I can’t stand how Costco started individually wrapping their frozen chicken breasts. It takes all my might to pry those babies out of the plastic.

Lucy can now finally say, “thank you” and we all think it’s the greatest thing ever. It comes out like “gnew gnew,” but we’ll take it.

I’m still not getting used to the fact that you have to wait on hold to talk to insurance companies forever, and that you have to enter all your member number stuff and then they ask for it all over again when they finally get to you.

I am trying to figure out a way to beg Max’s teacher to let me go volunteer in his classroom. His teacher doesn’t like to have volunteers but I’m feeling this huge pang of sadness that I won’t be able to ever volunteer in his room any more now that he’s starting Junior High next year. It makes me want to throw up.

I hate my hair. We’re not supposed to say “hate” in our family but I think it’s appropriate here. I would pay big bucks for a hair-growing serum right about now.

I’m still trying to figure out my one “word” to focus on for 2009, as if that miraculously will make all the difference and my life will suddenly be all calm and in-control after the decision is made. Who knows? I can always hope.

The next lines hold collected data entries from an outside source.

PR #5280, opened 2022-07-26
Closes #4710 RUCSS compatibility with cloudflare server push

### LINKED ISSUE #4710: RUCSS compatibility with ​CloudFlare Server Push
- [x] Made sure you’re on the latest version `3.10.7`

**Describe the bug**
When using the CloudFlare plugin and enabling Server Push using the following constant, CloudFlare will add all resources with the `rel=preload` hint on the page. Including CSS. 

~~~
define('CLOUDFLARE_HTTP2_SERVER_PUSH_ACTIVE', true);
~~~

We will end up with resources loaded by the page. Example: 

~~~
<link rel="preload" href="/wp-content/themes/astra/assets/css/minified/main.min.css?ver=3.7.7" as="style">
<link rel="preload" href="/wp-includes/css/dist/block-library/style.min.css?ver=5.9" as="style">
~~~

What this does is load the CSS resources even if Remove Unused CSS is used.

It will give a console warning: 

~~~
The resource /wp-content/themes/astra/assets/css/minified/main.min.css?ver=3.7.7 was preloaded using link preload but not used within a few seconds from the window's load event. Please make sure it has an appropriate `as` value and is preloaded intentionally.
~~~

This warning might show on the PageSpeed Insights results as well.

The customer might think that the Remove Unused CSS is not operating properly. Or think that we are preloading the CSS files. 

**To Reproduce**
1. Using the official CloudFlare plugin
2. Add `define('CLOUDFLARE_HTTP2_SERVER_PUSH_ACTIVE', true);` to the `wp-config.php` file
3. See error

**Expected behavior**
Ideally, we should remove the resources hints related to CSS from the page after adding the Used CSS. 

Or at least warn the user using a notice that `CLOUDFLARE_HTTP2_SERVER_PUSH_ACTIVE` is set to `true`, and what it will implicate (loading CSS files + getting the warning about the preloaded assets).

**Screenshots**
image
image

**Additional context**
Ticket - https://secure.helpscout.net/conversation/1763607803/320562/

Potentially linked to the effort for https://github.com/wp-media/wp-rocket/issues/3180 if running CF APO compatibility keeps Cloudflare's official plugin enabled. 

- [ ] Reproduce the problem
- [ ] Identify the root cause
- [ ] Scope a solution
- [ ] Estimate the effort

jeawhanlee:
## Description

This PR displays a notice when cloudflare server push mode is active.

Fixes #4710 

## Type of change

## How Has This Been Tested?

- [ ] Test A
- [ ] Test B

# Checklist:


inc/Engine/Optimization/RUCSS/Controller/UsedCSS.php
```diff
@@ -1,5 +1,4 @@
 <?php
-declare( strict_types=1 );
```
remyperona: why this change?

inc/ThirdParty/Plugins/CDN/Cloudflare.php
```diff
@@ -0,0 +1,98 @@
...
+			return;
+		}
+
+		// if current user has required capapabilities.
+		if ( ! current_user_can( 'rocket_manage_options' ) ) {
+			return;
+		}
+
+		// If RUCSS is enabled.
+		if ( ! (bool) $this->options->get( 'remove_unused_css', 0 ) && ! (bool) $this->options->get( 'minify_concatenate_css', 0 ) ) {
```
Tabrisrp, line 77: Shouldn't the condition be an OR (||) instead of an AND?

inc/ThirdParty/Plugins/CDN/Cloudflare.php
```diff
@@ -0,0 +1,98 @@
...
+
+		if ( in_array( $notice_name, (array) $boxes, true ) ) {
+			return;
+		}
+
+		rocket_notice_html(
+			[
+				'status'         => 'warning',
+				'dismissible'    => '',
+				'message'        => __( 'Cloudflare server pushing mode can create incompatiblities with Remove Unused CSS and Combine CSS features', 'rocket' ),
```
remyperona: The message should be prefixed with `WP Rocket:` in bold like we do for other notices. You can check in the source code for references.

remyperona (changes requested):

inc/Engine/Optimization/RUCSS/Controller/UsedCSS.php
jeawhanlee: Test were failing [here](https://github.com/wp-media/wp-rocket/blob/215bb7b7f8c0cbb232b5bbadfc058c7c428e3e6b/inc/Engine/Optimization/RUCSS/Controller/UsedCSS.php#L922) for php 8 about param 1 expecting string|array given bool.

remyperona: On which function? I'd rather adapt the code or the fixtures to be more strict than removing the strict type checking

tests/Unit/inc/ThirdParty/Plugins/CDN/Cloudflare/displayServerPushingModeNotice.php
```diff
@@ -0,0 +1,61 @@
...
+
+    /**
+     * @dataProvider configTestData
+     */
+    public function testShouldReturnExpected( $config, $expected ) {
+
+        Functions\stubs([
+            'get_current_screen'   => $config['current_screen'],
+            'current_user_can'    => $config['capability'],
+            'rocket_get_constant' => $config['server_push'],
```
remyperona: Instead of stubbing `rocket_get_constant`, you can use `$this->constants['CLOUDFLARE_HTTP2_SERVER_PUSH_ACTIVE'] = $config['server_push']` at the start of the test method, it will be automatically manage by the StubTrait that way

tests/Integration/inc/ThirdParty/Plugins/CDN/Cloudflare/displayServerPushingModeNotice.php
```diff
@@ -0,0 +1,85 @@
...
+	/**
+	 * @dataProvider configTestData
+	 */
+	public function testShouldDoAsExpected($config, $expected) {
+		
+		Functions\when( 'rocket_get_constant' )->alias(function($value) use($config) {
+			if ( $value == 'CLOUDFLARE_PLUGIN_DIR' || $value == 'CLOUDFLARE_HTTP2_SERVER_PUSH_ACTIVE' ) {
+				return $config['server_push'];
+			}
+		});
```
remyperona: Instead of stubbing `rocket_get_constant`, you can use `$this->constants['CLOUDFLARE_HTTP2_SERVER_PUSH_ACTIVE'] = $config['server_push']` at the start of the test method, it will be automatically manage by the StubTrait that way

remyperona (changes requested):

remyperona (approved):

vmanthos (approved):
@jeawhanlee The notice is properly displayed in the admin area. 👍 

@piotrbak I'd suggest we replace the current message:
> Cloudflare server pushing mode can create incompatiblities with Remove Unused CSS and Combine CSS features

 with this or similar:
> Cloudflare's HTTP/2 Server Push is incompatible with the features of Remove Unused CSS and Combine CSS files. We strongly recommend disabling it.

piotrbak:
@vmanthos The message looks better, you're right!

@jeawhanlee Would you change it?

jeawhanlee:
> @jeawhanlee Would you change it?

Yes I will

vmanthos:
@jeawhanlee I took another look into this.

Currently, the message will be displayed even if Cloudflare isn't used on a site as long as:
1. The Cloudflare plugin is installed/activated.
2. The `'CLOUDFLARE_HTTP2_SERVER_PUSH_ACTIVE` is set to `true`.
3. Combine CSS or Remove Unused CSS is enabled.

I believe we shouldn't display the message unless Cloudflare is actually used on the site.

Maybe only check `if ( ! rocket_is_cloudflare() )` here: 
https://github.com/wp-media/wp-rocket/blob/d4c2f2e942c9a9cf31bf79c147f43d9061d664d2/inc/ThirdParty/Plugins/CDN/Cloudflare.php#L52

and checking if Cloudflare's plugin is active or the constant is `true` here:
[! rocket_get_constant( 'CLOUDFLARE_PLUGIN_DIR' )](https://github.com/wp-media/wp-rocket/blob/d4c2f2e942c9a9cf31bf79c147f43d9061d664d2/inc/ThirdParty/Plugins/CDN/Cloudflare.php#L52)

vmanthos (approved):
Thank you for the changes @jeawhanlee.

This is working as expected.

I’m trying to figure out whether I should take a little hiatus from photography…or at least slow it down a bunch. I just feel like all my kids and husband need me so much right now and I want to be there for them…all the time. I want to be a true stay-at-home home-maker while I can. I have such internal struggles over this because I love the photography, and to be honest, my kids do too in so many ways but I need to figure out some sort of balance.

I’m giddy today for two reasons:
1) Dave is giving me my Christmas present this weekend of “time”…like 24 hours all by myself. I have huge plans (maybe I’ll even figure out my 2009 “word”).
2) I get to go on a trip with him next week…to the beach…I can’t wait.

I miss Dave.

I am SO tired this computer looks like it’s fading away from me. I think Lucy’s therapist was wanting to give me some toothpicks to prop my eyelids open during therapy today.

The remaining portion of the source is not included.